__Exercise description__
Across the entries below, how many lines contain the string "insomnious"? Give only the count.

__Given data__
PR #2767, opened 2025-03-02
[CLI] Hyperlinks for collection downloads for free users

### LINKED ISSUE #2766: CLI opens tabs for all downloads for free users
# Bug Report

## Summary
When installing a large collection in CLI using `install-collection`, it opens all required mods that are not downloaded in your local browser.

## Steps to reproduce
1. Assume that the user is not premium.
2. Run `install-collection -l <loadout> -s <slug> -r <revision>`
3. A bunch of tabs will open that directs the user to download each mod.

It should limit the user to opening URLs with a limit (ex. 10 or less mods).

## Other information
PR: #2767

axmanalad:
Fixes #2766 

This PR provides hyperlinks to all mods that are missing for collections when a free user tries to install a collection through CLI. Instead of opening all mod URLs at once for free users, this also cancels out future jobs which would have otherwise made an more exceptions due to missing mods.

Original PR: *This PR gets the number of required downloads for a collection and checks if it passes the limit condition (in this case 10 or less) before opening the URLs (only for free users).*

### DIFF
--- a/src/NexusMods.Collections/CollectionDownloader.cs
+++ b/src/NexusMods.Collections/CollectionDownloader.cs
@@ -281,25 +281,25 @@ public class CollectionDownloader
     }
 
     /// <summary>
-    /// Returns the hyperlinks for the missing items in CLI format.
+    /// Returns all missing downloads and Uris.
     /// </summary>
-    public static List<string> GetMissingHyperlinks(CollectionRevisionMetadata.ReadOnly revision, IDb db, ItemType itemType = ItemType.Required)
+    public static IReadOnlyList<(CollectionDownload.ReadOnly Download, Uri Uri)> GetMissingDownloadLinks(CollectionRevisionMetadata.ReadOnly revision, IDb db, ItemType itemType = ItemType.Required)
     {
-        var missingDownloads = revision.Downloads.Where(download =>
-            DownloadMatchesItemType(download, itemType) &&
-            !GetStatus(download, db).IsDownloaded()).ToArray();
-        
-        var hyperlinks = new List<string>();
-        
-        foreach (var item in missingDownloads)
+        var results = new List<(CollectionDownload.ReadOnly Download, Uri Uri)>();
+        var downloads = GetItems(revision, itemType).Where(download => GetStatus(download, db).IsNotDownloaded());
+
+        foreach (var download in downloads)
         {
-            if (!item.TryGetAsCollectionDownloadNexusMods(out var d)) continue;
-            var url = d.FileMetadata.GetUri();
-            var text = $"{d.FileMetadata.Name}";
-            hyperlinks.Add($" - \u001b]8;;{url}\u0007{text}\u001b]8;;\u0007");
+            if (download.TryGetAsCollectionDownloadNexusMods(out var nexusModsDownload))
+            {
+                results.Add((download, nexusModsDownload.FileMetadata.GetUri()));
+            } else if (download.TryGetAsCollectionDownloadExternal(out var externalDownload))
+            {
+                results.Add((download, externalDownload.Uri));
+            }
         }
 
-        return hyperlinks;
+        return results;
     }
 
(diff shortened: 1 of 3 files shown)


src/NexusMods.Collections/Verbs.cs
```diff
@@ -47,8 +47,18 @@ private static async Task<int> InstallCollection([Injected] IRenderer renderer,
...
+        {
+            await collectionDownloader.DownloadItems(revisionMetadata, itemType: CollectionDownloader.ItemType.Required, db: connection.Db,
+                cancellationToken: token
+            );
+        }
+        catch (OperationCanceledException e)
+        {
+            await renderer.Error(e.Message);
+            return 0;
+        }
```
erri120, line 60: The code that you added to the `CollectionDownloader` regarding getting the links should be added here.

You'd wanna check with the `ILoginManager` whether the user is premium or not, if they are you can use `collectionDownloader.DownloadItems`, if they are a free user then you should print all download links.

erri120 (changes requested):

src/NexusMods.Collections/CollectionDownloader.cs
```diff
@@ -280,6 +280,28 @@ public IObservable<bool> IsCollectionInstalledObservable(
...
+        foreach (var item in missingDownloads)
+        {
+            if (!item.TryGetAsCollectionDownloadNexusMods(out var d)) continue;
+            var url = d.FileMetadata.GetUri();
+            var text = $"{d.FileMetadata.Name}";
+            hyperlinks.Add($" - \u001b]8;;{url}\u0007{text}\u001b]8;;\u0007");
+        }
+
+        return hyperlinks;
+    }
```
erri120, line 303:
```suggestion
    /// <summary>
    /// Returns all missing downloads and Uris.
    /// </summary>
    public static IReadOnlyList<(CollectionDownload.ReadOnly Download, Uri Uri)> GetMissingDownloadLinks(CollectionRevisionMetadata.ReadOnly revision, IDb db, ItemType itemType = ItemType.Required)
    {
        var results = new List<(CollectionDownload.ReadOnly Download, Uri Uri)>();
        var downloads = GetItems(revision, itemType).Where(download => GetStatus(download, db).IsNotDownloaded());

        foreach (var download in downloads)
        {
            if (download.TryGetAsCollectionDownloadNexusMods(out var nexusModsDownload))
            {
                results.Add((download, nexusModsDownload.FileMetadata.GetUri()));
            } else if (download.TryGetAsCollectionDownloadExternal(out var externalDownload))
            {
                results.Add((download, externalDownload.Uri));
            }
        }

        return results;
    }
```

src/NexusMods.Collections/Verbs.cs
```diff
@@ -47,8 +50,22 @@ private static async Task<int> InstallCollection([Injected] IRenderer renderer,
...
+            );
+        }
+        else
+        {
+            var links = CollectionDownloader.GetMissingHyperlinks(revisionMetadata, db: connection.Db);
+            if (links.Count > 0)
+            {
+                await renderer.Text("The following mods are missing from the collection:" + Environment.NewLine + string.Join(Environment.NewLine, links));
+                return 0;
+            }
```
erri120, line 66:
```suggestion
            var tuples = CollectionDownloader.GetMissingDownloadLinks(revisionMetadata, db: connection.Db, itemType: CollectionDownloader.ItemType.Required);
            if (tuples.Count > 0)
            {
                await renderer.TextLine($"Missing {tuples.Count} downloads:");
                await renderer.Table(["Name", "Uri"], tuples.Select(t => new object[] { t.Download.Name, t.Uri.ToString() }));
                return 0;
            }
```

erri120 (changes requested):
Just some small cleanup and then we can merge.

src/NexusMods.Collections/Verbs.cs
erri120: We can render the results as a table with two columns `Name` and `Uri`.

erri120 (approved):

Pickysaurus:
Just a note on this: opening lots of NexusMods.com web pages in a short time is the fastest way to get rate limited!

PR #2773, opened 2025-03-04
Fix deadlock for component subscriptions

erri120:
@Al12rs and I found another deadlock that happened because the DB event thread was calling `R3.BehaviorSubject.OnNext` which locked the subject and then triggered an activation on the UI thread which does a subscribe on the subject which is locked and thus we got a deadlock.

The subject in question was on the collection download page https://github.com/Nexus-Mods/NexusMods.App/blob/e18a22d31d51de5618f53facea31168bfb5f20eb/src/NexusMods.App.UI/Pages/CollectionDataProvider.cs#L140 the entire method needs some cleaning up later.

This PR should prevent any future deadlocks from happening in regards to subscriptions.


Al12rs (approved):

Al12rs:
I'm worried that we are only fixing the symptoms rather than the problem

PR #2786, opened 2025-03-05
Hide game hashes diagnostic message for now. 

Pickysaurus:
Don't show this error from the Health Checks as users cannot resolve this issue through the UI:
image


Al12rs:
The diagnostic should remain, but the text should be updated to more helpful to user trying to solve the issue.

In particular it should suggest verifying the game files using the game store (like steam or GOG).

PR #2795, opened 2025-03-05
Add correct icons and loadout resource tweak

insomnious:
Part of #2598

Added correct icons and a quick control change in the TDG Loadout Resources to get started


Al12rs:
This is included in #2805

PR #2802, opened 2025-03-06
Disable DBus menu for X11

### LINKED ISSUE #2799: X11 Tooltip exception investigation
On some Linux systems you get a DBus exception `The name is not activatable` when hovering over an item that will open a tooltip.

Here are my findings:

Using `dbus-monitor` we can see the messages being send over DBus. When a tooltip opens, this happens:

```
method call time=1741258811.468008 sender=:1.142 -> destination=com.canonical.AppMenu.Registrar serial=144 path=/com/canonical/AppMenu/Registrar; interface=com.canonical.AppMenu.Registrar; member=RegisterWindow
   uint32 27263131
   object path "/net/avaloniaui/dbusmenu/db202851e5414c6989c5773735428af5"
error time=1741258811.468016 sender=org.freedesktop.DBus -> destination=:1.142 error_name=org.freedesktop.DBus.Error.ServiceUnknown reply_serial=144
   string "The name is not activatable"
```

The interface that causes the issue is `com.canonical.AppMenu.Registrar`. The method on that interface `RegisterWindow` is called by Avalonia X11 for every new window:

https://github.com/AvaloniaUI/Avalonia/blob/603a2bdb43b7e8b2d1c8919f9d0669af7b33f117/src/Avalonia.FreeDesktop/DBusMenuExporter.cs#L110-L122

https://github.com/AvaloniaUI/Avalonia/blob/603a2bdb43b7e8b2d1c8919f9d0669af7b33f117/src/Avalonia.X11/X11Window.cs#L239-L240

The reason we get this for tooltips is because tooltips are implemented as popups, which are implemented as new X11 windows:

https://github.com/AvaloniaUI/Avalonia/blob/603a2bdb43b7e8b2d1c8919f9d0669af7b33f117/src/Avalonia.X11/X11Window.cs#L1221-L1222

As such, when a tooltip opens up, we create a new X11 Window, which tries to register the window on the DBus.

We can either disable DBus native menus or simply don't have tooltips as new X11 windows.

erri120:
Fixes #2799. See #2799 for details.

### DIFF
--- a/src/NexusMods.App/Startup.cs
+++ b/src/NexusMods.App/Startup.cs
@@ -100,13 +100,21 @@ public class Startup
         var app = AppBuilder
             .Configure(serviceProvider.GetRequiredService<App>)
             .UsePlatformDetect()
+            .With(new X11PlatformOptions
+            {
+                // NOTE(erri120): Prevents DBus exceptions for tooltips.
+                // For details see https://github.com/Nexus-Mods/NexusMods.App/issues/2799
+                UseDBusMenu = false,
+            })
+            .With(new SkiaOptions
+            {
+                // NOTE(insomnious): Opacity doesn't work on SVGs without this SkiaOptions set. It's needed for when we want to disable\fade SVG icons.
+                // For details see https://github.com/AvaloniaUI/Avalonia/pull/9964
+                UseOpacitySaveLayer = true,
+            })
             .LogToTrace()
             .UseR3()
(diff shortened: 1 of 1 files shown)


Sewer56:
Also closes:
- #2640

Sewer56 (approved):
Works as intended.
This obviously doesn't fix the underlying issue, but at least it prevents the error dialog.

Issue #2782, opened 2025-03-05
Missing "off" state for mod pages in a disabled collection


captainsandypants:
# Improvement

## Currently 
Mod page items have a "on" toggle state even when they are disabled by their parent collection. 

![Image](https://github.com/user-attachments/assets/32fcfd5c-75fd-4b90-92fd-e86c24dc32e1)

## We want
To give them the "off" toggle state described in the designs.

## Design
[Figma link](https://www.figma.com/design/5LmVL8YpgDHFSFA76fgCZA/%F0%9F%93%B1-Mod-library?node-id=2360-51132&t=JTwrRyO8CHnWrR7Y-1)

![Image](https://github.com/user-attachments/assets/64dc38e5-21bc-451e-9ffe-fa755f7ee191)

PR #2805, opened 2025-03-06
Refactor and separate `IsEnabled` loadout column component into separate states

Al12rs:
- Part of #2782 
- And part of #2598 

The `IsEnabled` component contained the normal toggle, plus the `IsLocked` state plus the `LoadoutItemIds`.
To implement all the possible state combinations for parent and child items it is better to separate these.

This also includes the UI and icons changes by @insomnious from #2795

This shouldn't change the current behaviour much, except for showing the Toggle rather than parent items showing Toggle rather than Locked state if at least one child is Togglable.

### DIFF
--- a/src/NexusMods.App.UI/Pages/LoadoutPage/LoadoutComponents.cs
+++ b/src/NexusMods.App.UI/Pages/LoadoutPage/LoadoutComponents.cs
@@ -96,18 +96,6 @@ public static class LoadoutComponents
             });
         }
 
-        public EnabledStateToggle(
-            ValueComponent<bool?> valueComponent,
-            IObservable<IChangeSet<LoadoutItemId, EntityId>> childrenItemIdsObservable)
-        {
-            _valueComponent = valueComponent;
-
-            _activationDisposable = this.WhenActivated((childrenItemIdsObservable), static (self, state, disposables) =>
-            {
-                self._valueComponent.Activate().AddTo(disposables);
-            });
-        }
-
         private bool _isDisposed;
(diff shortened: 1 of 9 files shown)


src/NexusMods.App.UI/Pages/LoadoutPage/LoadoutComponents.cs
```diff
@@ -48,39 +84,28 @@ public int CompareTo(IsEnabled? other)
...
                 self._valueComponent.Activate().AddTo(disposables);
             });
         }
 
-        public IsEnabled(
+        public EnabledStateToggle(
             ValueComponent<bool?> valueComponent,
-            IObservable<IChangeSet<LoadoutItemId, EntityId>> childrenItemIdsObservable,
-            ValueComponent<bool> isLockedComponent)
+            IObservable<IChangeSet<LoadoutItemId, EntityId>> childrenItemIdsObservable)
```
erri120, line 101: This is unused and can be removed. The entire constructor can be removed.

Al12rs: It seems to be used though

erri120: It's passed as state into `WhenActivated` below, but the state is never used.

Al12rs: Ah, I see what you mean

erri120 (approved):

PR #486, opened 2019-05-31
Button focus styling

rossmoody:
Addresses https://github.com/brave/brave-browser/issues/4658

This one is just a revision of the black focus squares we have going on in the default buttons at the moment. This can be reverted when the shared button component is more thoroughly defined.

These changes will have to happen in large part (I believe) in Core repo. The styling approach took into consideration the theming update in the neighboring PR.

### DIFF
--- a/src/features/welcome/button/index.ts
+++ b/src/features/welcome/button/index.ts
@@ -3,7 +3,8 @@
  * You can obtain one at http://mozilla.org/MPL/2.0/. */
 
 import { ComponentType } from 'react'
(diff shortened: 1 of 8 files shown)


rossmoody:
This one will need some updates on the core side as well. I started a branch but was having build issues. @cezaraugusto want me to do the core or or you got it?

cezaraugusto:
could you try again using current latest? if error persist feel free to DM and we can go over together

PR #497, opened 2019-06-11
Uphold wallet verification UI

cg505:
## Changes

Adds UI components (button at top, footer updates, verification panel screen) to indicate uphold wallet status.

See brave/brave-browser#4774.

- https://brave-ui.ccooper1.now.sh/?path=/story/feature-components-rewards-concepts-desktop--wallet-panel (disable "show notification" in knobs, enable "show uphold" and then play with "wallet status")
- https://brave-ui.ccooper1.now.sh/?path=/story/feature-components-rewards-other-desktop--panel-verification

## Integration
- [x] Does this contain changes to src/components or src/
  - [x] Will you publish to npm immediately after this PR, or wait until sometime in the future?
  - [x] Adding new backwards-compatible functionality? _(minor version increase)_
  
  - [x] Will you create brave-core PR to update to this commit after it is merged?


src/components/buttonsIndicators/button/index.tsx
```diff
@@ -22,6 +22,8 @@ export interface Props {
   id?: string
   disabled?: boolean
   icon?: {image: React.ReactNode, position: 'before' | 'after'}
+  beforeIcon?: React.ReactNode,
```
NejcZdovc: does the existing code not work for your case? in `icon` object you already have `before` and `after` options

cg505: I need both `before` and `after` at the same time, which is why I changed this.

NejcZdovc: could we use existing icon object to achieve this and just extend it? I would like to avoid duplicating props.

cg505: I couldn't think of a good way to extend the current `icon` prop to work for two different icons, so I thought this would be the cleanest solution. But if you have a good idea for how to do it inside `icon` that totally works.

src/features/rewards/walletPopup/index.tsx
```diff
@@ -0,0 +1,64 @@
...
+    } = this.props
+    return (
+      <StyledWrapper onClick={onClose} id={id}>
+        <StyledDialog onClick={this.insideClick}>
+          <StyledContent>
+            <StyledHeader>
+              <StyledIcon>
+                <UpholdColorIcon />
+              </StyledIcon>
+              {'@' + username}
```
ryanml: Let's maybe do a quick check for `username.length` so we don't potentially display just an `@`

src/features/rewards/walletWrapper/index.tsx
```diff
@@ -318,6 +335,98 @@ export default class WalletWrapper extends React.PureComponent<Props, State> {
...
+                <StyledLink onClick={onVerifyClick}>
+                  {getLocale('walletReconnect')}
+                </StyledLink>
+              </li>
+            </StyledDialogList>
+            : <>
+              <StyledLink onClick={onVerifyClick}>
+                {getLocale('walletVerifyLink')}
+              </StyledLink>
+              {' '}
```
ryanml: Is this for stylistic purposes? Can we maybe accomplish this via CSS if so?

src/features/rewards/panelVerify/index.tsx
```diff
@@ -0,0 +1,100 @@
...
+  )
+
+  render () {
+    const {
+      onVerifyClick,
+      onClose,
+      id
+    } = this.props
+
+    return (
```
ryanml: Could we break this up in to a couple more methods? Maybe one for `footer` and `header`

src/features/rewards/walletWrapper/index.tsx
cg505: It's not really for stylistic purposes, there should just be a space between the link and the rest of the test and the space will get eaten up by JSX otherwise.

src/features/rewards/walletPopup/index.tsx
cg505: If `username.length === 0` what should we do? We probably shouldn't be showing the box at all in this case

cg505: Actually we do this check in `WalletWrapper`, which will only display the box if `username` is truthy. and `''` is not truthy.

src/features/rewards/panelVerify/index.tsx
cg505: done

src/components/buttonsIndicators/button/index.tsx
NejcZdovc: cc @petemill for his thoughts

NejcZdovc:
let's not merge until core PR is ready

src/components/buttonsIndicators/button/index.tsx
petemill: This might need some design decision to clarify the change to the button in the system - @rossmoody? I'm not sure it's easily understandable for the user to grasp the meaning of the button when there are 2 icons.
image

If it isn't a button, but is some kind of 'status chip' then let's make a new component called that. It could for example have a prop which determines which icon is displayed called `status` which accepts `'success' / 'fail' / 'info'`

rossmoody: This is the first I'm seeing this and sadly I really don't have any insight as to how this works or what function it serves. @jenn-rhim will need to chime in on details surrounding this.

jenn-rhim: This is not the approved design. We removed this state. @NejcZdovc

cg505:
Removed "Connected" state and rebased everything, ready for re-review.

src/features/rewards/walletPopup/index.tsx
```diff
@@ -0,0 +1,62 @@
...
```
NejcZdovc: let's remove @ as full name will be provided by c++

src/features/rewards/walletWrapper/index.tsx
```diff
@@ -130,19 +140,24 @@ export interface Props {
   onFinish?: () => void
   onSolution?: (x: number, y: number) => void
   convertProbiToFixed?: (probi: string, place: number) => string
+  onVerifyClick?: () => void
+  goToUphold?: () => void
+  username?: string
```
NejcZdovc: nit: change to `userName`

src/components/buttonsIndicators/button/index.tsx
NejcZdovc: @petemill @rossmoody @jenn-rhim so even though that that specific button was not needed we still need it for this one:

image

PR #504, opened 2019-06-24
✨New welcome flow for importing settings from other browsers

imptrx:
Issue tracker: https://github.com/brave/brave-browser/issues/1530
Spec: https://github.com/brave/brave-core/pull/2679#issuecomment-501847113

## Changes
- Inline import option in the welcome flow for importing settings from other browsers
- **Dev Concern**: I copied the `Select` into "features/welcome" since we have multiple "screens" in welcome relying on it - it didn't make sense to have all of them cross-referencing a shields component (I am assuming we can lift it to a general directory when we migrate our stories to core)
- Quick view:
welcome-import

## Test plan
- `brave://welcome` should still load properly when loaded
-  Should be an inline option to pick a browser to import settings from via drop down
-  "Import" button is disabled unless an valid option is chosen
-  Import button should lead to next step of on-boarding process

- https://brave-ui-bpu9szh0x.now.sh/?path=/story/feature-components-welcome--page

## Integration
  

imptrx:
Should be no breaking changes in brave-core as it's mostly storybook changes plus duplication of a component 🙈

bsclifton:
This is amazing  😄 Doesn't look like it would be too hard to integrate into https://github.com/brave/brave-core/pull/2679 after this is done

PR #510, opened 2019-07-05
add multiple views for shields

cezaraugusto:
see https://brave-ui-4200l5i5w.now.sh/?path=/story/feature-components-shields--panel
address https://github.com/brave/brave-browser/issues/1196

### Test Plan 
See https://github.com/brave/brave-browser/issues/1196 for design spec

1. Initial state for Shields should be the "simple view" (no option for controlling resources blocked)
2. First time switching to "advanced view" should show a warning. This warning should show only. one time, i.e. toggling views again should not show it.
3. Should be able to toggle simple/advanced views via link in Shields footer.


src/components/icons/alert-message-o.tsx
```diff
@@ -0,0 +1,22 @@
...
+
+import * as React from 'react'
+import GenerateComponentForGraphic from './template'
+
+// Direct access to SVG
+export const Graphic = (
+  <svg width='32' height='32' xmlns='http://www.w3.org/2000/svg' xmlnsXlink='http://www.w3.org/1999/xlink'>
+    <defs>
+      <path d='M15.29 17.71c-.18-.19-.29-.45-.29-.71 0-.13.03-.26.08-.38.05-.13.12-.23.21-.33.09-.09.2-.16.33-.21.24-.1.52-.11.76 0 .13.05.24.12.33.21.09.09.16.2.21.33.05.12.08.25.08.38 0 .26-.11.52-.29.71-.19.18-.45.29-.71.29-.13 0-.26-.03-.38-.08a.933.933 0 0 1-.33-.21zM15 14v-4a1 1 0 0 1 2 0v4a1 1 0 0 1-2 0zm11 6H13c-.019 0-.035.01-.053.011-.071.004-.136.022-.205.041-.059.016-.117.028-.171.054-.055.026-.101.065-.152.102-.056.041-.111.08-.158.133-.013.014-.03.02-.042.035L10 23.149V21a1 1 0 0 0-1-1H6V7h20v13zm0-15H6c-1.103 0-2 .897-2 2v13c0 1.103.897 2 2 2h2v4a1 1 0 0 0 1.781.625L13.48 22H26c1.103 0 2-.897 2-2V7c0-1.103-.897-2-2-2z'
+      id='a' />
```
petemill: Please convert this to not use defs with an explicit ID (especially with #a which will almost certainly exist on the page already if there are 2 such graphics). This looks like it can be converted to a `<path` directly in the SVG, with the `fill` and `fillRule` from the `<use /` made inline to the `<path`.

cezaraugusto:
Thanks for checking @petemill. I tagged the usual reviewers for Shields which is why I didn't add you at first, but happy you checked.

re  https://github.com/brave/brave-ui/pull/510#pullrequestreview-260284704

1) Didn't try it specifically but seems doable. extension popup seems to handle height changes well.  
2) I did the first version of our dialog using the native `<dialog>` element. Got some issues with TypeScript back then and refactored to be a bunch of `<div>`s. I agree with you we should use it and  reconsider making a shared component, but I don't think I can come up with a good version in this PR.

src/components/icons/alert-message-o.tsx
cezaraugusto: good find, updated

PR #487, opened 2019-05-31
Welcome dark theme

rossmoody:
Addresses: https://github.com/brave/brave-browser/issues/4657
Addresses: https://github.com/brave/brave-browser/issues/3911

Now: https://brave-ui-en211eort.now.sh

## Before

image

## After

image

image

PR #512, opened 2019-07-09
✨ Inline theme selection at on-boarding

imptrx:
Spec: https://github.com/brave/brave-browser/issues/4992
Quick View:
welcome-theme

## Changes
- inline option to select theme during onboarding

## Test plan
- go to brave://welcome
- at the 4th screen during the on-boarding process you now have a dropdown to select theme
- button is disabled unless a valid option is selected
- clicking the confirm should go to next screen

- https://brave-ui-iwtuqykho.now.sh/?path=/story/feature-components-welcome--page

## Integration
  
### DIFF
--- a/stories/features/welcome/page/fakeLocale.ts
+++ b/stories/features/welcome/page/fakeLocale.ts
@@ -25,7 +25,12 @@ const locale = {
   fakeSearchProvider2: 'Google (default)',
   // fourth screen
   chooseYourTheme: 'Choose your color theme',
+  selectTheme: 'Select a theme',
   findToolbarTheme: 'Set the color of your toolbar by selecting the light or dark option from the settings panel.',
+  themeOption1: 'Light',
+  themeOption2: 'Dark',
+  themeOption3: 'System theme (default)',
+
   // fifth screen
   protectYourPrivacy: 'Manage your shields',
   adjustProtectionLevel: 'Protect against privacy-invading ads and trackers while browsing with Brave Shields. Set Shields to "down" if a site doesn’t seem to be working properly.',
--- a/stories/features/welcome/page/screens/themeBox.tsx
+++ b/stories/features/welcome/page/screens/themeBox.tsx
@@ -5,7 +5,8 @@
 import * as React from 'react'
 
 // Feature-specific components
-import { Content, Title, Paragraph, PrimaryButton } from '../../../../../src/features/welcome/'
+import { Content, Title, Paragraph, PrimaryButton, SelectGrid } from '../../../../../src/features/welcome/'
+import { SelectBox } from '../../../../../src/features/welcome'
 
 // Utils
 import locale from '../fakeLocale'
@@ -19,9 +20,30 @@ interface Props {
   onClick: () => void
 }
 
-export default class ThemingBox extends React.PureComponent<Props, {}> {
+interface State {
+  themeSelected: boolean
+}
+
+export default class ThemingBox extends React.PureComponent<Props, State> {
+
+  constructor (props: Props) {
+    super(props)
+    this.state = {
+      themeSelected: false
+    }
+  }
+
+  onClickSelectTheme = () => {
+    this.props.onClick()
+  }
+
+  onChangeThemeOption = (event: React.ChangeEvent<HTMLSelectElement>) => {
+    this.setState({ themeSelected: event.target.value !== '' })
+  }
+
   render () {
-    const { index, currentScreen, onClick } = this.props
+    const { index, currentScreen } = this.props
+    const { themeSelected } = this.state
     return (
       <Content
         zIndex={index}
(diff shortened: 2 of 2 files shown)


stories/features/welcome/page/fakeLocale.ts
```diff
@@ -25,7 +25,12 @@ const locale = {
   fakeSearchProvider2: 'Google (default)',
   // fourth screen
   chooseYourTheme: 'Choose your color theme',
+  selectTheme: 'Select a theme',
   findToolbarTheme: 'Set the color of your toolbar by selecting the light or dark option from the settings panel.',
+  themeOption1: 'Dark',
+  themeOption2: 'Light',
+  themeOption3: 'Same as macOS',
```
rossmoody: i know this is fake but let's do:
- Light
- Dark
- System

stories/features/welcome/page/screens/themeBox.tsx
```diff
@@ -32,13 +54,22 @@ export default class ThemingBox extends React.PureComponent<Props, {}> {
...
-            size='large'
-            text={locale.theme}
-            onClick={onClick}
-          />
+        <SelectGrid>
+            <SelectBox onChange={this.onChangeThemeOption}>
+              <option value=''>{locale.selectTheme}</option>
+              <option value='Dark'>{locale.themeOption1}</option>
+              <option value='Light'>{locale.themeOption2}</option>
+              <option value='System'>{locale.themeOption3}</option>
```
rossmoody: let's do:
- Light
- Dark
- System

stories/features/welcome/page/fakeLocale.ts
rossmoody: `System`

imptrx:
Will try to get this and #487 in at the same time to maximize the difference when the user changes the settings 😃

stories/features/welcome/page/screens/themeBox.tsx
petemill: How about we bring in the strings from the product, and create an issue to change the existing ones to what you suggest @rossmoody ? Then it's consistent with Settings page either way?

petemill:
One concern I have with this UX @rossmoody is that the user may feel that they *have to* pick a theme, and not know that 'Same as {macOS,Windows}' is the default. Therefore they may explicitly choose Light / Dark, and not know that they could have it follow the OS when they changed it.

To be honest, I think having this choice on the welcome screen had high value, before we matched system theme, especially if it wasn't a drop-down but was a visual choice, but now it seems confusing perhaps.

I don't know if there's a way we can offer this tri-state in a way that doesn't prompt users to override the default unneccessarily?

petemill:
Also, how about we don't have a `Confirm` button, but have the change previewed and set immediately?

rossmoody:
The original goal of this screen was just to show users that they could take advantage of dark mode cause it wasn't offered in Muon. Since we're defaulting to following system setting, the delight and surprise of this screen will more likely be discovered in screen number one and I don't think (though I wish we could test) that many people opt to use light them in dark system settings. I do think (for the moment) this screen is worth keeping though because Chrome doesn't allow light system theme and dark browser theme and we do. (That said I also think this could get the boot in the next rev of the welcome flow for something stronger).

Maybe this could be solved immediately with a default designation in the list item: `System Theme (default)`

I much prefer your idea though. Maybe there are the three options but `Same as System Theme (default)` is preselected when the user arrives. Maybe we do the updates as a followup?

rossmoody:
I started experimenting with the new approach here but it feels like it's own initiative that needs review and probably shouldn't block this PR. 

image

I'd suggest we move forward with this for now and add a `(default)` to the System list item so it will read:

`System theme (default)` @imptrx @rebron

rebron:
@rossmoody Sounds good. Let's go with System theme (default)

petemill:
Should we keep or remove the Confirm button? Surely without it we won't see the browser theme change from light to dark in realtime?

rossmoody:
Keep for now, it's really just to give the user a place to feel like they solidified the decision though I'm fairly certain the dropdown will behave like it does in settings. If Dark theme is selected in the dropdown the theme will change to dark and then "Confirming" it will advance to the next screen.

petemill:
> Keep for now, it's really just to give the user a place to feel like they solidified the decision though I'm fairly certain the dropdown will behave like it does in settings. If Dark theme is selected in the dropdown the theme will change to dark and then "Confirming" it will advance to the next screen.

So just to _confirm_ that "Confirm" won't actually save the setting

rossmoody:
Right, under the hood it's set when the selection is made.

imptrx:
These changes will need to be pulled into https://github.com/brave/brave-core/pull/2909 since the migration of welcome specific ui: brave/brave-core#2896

__Written response__
3